To all who celebrate Thanksgiving in America, I wish you a safe and blessed holiday. For all those who don’t, may the rest of your week be safe and blessed as well. It is a privilege to share my thoughts with those who take the time to read them. Thanks for being you and have a great day!

5 Responses to “The Thanksgiving Eve Blues”

  1. Patti Jervis November 26, 2014 at 4:09 pm #

    Great thoughts Karen and thanks for sharing. I’m sorry you are going through some struggles but I know you will come out of them a better person, like you always seem to do. Whenever I’m struggling with something and feel so alone, I think about the fact that even though there are some people that seem to “have it all”, they really don’t. They just hide it better. Nobody has it all. Everyone struggles with something. You are never alone in your struggles and while I never wish struggles on anyone, it sure makes me feel like I’m not alone in mine. Happy Thanksgiving to you and your family.
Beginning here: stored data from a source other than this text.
PR #4525, opened 2026-09-22
chore: log pdftoppm kill signal alongside exit code

aalemayhu:
## What
Captures the `signal` argument alongside `code` in the `pdftoppm` `close` handler in `src/lib/pdf/convertPage.ts`, and folds it into the rejection message using the same `code=… signal=…` format the sibling `getPageCount.ts` already uses.

## Why
When a PDF-to-image page conversion is killed, the close handler read only the exit `code` and dropped the `signal` Node passes on that event, so prod logged `pdftoppm process exited with code null` with no way to distinguish a `SIGKILL` (OOM) from a `SIGTERM` (timeout) from a plain non-zero exit. That is the exact information needed to triage a killed conversion, and today it is unrecoverable after the fact.

## How
The error message is the only field that survives the conversion worker serialization boundary: `src/usecases/uploads/worker.ts` copies just `message`/`name` into the `UploadGenerationFailure`, and `buildWorkerError` in `GeneratePackagesUseCase.ts` rebuilds a plain `Error` from `message`. A structured property on the thrown `Error` would be dropped crossing that boundary, so the signal is embedded in the message. Format mirrors the sibling `getPageCount.ts` (`code=${code ?? 'null'} signal=${signal ?? 'none'}`) so existing `signal=` log greps and tooling apply unchanged.

Pure diagnostics: no change to conversion behavior, retry logic, or timeouts. No prod safety limit touched.

## Measuring success
The next killed page conversion logs `pdftoppm process exited with code=null signal=SIGKILL` (OOM) or `signal=SIGTERM` (timeout) instead of the ambiguous `code null`. Confirm in prod by grepping the conversion worker logs for `pdftoppm process exited with code=` and reading the `signal=` field.

## Testing
- Unit tests added: `src/lib/pdf/convertPage.test.ts` — mocks `child_process.spawn` (external edge only) and asserts the signal surfaces in the rejection for `SIGKILL` and `SIGTERM` (code null), that a non-zero exit with no signal reads `code=1 signal=none`, and that a clean exit still resolves to the page image path.
- Scoped run (this is a narrow, non-shared-hot-path change — not the parser core): `pnpm test src/lib/pdf/convertPage.test.ts` → 4/4 pass. `pnpm exec tsc -p . --noEmit` clean. `pnpm format:check` (tree-wide) clean.
- `pnpm test src/lib/pdf/` shows 2 failures in `getPageCount.test.ts` — the documented environmental `pdfinfo` failures (see `.claude/rules/testing.md`); that file is untouched by this PR.

## Browser check
Not applicable — server-side diagnostics only, no rendered output.

## Changelog
No entry — internal diagnostics only, invisible to users (per `.claude/docs/changelog.md`).

## Risks
Minimal. The only behavioral change is the text of one error message on the already-failing path; the resolve path and thrown-on-error semantics are unchanged. Rollback is a one-line revert.

## Goal alignment
None of simpler / faster / more beautiful directly — internal diagnostics. It earns its place by making a killed-conversion failure diagnosable from logs alone, which shortens the path to fixing conversions that OOM or time out (indirectly protecting "get a clean deck back").

## Trio
Skipped — pure instrumentation, no user-visible behavior change and no design decision.


aalemayhu (commented):
**Verdict**: approve. Pure diagnostics — captures the pdftoppm kill signal alongside the exit code so a future OOM-vs-timeout crash is diagnosable from logs. Security: no issues (signal is a runtime enum, not user input; no argv/spawn change). Engineering: no issues, format genuinely matches the sibling getPageCount.ts convention (verified), TDD confirmed real, no prod safety limit touched, mock is external-edge only.

PR #4526, opened 2026-09-22
chore: add chat_message_sent usage event

aalemayhu:
## What
Adds a single new analytics event, `chat_message_sent`, fired once per user-submitted chat message from the one clean submit point in `ChatPanel.sendMessage`. The event carries one minimal, content-free prop, `is_new_conversation`, and is mirrored into both the web and server `KNOWN_EVENTS` allowlists.

## Why
The Chat surface has no per-message usage event today — the only allowlisted chat event is `chat_all_conversations_deleted`, which measures deletion, not active use. There is a `chat_messages` DB table showing real activity, but no lightweight analytics event mirrors it, so a keep/remove verdict on the surface can't be read from event data alone. This event closes that gap.

No trio: pure instrumentation addition, no design decision, no UI change.

## How
- `track('chat_message_sent', { is_new_conversation })` fires in `sendMessage` immediately after the empty-content guard, before the API request. This is the single point where a user's message is actually submitted (composer send button and Enter both route through it).
- Deliberately NOT fired on: streamed tokens, template-change regenerate (`regenerateLastTurn` is a separate function), or re-renders. Each manual re-submit after a failure counts as one new user-sent message, which is the intended semantics — a retry is a fresh submission by the user.
- `is_new_conversation` = `activeConversationId == null`, i.e. this message starts a brand-new conversation with no server row yet. Combined with the total count, this gives conversations-started vs. continued-turn ratio.
- No message content, conversation content, or any user text is included in the props — a business rule (`.claude/rules/security.md`: never log sensitive user content) as much as a privacy one.
- Added the identical string to both `web/src/lib/analytics/events.ts` and `src/types/AnalyticsEvents.ts` in this PR; `events.parity.test.ts` stays green.

## Measuring success
Query the events store for `name = 'chat_message_sent'` grouped by day, and split by the `is_new_conversation` prop. A non-zero, sustained daily count is the usage signal for the surface's keep/remove verdict; `is_new_conversation=true` counts new conversations started, and `false / true` ratio approximates messages-per-conversation.

## Testing
- Unit tests added (`web/src/components/ChatPanel/ChatPanel.test.tsx`, new `ChatPanel — message sent analytics` describe):
  - fires `chat_message_sent` exactly once with `{ is_new_conversation: true }` on the first send of a new conversation
  - fires exactly once with `{ is_new_conversation: false }` when sending into an existing conversation
  - does NOT fire on a template-change regenerate
- Parity test `web/src/lib/analytics/events.parity.test.ts` passes (event present in both allowlists).
- `pnpm --filter 2anki-web typecheck`, `pnpm exec tsc -p . --noEmit`, and `pnpm format:check` all green.

## Browser check
Browser check: not applicable — event-only instrumentation, no rendered output change. The sole source change is a `track()` call in an existing submit handler; no new strings, elements, copy, or layout.

## Changelog
No entry — internal analytics instrumentation, no user-visible change.

## Risks
Minimal. Analytics failures are already swallowed in `track()` and never break the user flow. An unknown event name would silently record with `unknown: true`; the parity test prevents that by asserting the name exists in the server allowlist too. Rollback is a straight revert of these four files.

## Goal alignment
None of simpler / faster / more beautiful directly — this is internal instrumentation. It earns its place by giving the Chat surface the usage evidence the Surface-lifecycle policy requires to make a keep/remove verdict, so effort stays on surfaces users actually use.


aalemayhu (commented):
**Verdict**: approve. Adds chat_message_sent, the only per-message usage event on the Chat surface, needed to get a keep/remove verdict this surface currently can't produce from data alone. Security: confirmed content-free payload (is_new_conversation only, no message/conversation text). Engineering: event-name parity confirmed in both KNOWN_EVENTS lists, single fire point confirmed (once per submission, not per token/re-render/regenerate), no layer or mocking violations.

PR #4527, opened 2026-09-22
chore: fire landing_page_viewed on SEO landing pages and pricing

aalemayhu:
## What
Fires the existing `landing_page_viewed` analytics event from two more top-of-funnel surfaces: the shared `LandingPage` component (one mount point covering all ~20 SEO topic pages — NotionToAnki, PdfToAnki, QuizletToAnki, PowerpointToAnki, McatAnki, etc.) and `PricingPage`. Every call — including HomePage's existing one — now carries a `{ path }` prop so the funnel can tell the entry pages apart.

## Why
Only `HomePage` fired `landing_page_viewed`, so the entire SEO landing family and `/pricing` were invisible to funnel analytics — only homepage visits counted as "Landing." That undercounts real top-of-funnel traffic and makes SEO-page conversion impossible to measure. Reusing the existing event (already in both `KNOWN_EVENTS` allowlists) keeps this a pure instrumentation change with no new event name.

## How
- Reused the existing `track('landing_page_viewed', ...)` — no new event, no allowlist change.
- Added a `{ path }` prop (the distinguishing prop the call previously lacked): `/` for HomePage, `copy.pathname` for each landing page (canonical slug regardless of `/convert/*` aliasing), `/pricing` for PricingPage. `path` is not in the server's PII-strip pattern (`/email|token|password|filename|content|title/i`) and the value is a short slug well under the 1 KB props cap, so no server change is needed.
- Fired once per mount via the same `useRef` guard + `useEffect` pattern HomePage already uses (mirrored, not reinvented).

## Measuring success
Query the events sink for `landing_page_viewed` grouped by `props->>'path'`: rows with `path` = `/notion-to-anki`, `/pdf-to-anki`, `/pricing`, etc. should appear within minutes of deploy (previously only `/` — actually absent before this PR — was recorded). Day-7: SEO landing pages and `/pricing` show non-zero "Landing" volume in the funnel breakdown.

## Testing
- Unit tests added:
  - `LandingPage.test.tsx` — `it.each` over notion + pdf copy asserting `landing_page_viewed` fires exactly once on mount tagged with the page's `path`.
  - `PricingPage.test.tsx` — asserts a single `landing_page_viewed` with `{ path: '/pricing' }` on mount.
  - `HomePage.test.tsx` — existing mount test tightened to assert `{ path: '/' }`.
- `pnpm --filter 2anki-web` — the 3 touched files: 83 tests pass. Web typecheck clean. `pnpm format:check` (tree-wide) clean. Web lint: warnings only, all pre-existing, none on the added lines.

## Browser check
Browser check: not applicable — event-only instrumentation, no rendered output change.

## Changelog
No entry — internal analytics instrumentation, no user-visible change.

## Trio
No trio — pure instrumentation: no UI, copy, or design decision.

## Risks
Low. No new event name, no server change, no rendered-output change. Worst case an over-count if a page double-mounts, but the `useRef` guard fires once per mount. Rollback = revert the branch.

## Goal alignment
Serves none of simpler / faster / more beautiful directly — it is funnel instrumentation. It earns its place by making SEO-landing and pricing top-of-funnel volume measurable, which is the prerequisite for deciding where to invest in making the product faster/simpler. Metric: `landing_page_viewed` count by `props->>'path'`, read from the events sink, checked day-7 post-deploy.


aalemayhu (commented):
**Verdict**: approve. Fixes the top-of-funnel blind spot — only the homepage fired landing_page_viewed, so all ~19 SEO landing pages and PricingPage were invisible to funnel analytics. Reuses the existing event, no new allowlist entries. Security: path is always a fixed developer string, never request-derived. Engineering: single fire point confirmed to cover all topic pages via the shared LandingPage component, mount-once guard mirrors HomePage's existing pattern exactly, no KNOWN_EVENTS touched.

PR #1, opened 2019-07-16
add makefile and vendor

deads2k:
add makefile and vendor folder.


sttts:
/hold

until we have disable publishing, and CI + image is near to be in place

PR #2, opened 2019-07-17
Fix vendor

tnozicka:
/cc @sttts @deads2k


deads2k:
/lgtm

will merge on good images and unit

deads2k:
Image test is good. We don't use these yet.

PR #4, opened 2019-07-17
make local dockerfile consistent

deads2k:
peer to #3


deads2k:
images worked. merging

PR #6, opened 2019-07-19
Quickfix: revive legacyscheme

sttts:
There are event recorders (template, apps, maybe others) which use the encoder from the legacy scheme. This is wrong: since openshift-apiserver is separate the types are not in that scheme anymore and should not be.

This PR is a quickfix against the CI fires. It should be reverted and all references to legacy scheme should be removed.

### DIFF
--- a/cmd/openshift-controller-manager/main.go
+++ b/cmd/openshift-controller-manager/main.go
@@ -10,15 +10,41 @@ import (
 
 	"github.com/spf13/cobra"
 	"github.com/spf13/pflag"
-
+	utilruntime "k8s.io/apimachinery/pkg/util/runtime"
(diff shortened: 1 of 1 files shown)


cmd/openshift-controller-manager/main.go
```diff
@@ -10,16 +10,42 @@ import (
 
 	"github.com/spf13/cobra"
 	"github.com/spf13/pflag"
-
+	utilruntime "k8s.io/apimachinery/pkg/util/runtime"
```
tnozicka: nit: \n

sttts: later

deads2k:
I think the DC failures are probably because the first set of oc images from openshift/oc got promoted.  Merging this to move us a little further forward.

PR #8, opened 2019-07-22
Remove all kube patches

deads2k:
The openshift-controller-manager has no need for kube patches.  This switches everything to straight upstream dependencies.

The binary name change is no longer needed because we no longer have a shared binary that appears the same in metrics.


mfojtik:
/lgtm

👍

PR #11, opened 2019-07-30
Bug 1730722: Add blocked registries to registries.conf

nalind:
When generating registries.conf, add the list of blocked registries from config.Spec.RegistrySources.BlockedRegistries to the list of registries in the [registries.block] section.

### DIFF
--- a/pkg/build/controller/build/build_controller.go
+++ b/pkg/build/controller/build/build_controller.go
@@ -1975,6 +1975,9 @@ func (bc *BuildController) createBuildRegistriesConfigData(config *configv1.Imag
 			Insecure: registryList{
 				Registries: registriesConfig.InsecureRegistries,
 			},
+			Block: registryList{
+				Registries: registriesConfig.BlockedRegistries,
+			},
 		},
 	}
 


nalind:
This is related to https://bugzilla.redhat.com/show_bug.cgi?id=1730722, but our plan for it (if I'm reading https://github.com/containers/image/issues/548 right) is to key off of `policy.conf` in the openshift-docker/sti-builder.

adambkaplan:
@nalind correct - in fact this has already been implemented in the build controller.

Is the gap that `policy.json` doesn't apply for image push?

nalind:
> @nalind correct - in fact this has already been implemented in the build controller.
> 
> Is the gap that `policy.json` doesn't apply for image push?

Yes.  Still working on that one.

adambkaplan:
@nalind so adding this would be a "quick fix", so to speak, and would only apply to blocked registries. It wouldn't address the whitelist case.

nalind:
> @nalind so adding this would be a "quick fix", so to speak, and would only apply to blocked registries. It wouldn't address the whitelist case.

It would probably fix the blacklisting case, but even after the policy-based changes go in I'd want us to continue supplying this information in registries.conf.

adambkaplan:
/retitle Bug 1730722: Add blocked registries to registries.conf

pkg/build/controller/build/build_controller.go
```diff
@@ -1975,6 +1975,9 @@ func (bc *BuildController) createBuildRegistriesConfigData(config *configv1.Imag
 			Insecure: registryList{
 				Registries: registriesConfig.InsecureRegistries,
 			},
+			Block: registryList{
+				Registries: registriesConfig.BlockedRegistries,
+			},
```
adambkaplan: @nalind needs at minimum a unit test - I believe I already have coverage here.

Ideally we should update our e2e suite for blocked registries in origin, too.

adambkaplan:
/lgtm

/hold

I'm going to write the PR adding the test verifying this change.

adambkaplan:
@gabemontero note that we're adding blocked registries to `registries.conf` here - I believe this aligns with what MCO is doing.

gabemontero:
it does in fact align @adambkaplan though it will be using the new formats proscribed by the MCO integration 

See https://github.com/openshift/openshift-controller-manager/pull/19/files#diff-4349d2367514c13a1d5c76dc4debf58fR2177-R2186 for example in the current prototype, though hopefully will replace that all the copied MCO code to a new MCO method being introduced via https://github.com/openshift/machine-config-operator/pull/1087

adambkaplan:
/lgtm cancel

Actually found a few issues - will open a separate PR.

adambkaplan:
/close

Replaced by #21

PR #14, opened 2019-08-12
Set BUILD_REGISTRY_SOURCES to the cluster config

nalind:
Set $BUILD_REGISTRY_SOURCES in the build pod to a JSON-encoded copy of the cluster image config's Registry Sources structure, so that the builder can enforce blocked/allowed registry lists without getting tangled up in the existing use cases for `policy.json` and `registries.conf`.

    • karenbemmes November 26, 2014 at 5:32 pm #

      In my good moments, I know exactly what you mean Patti. In my bad ones, I wish I could hide it as well as some of them do, but most days I love my life and feel incredibly blessed to live it. Happy Thanksgiving to you and your amazing family too.

  2. Chris Toy Seal November 26, 2014 at 4:30 pm #

    Karen, Thank you for the post. You express yourself very well. I don’t get to listen when it is radio. Hope you have a blessed and happy Thanksgiving.

    • karenbemmes November 26, 2014 at 5:30 pm #

      Thank you Chris and may you have a blessed and joyful Thanksgiving as well.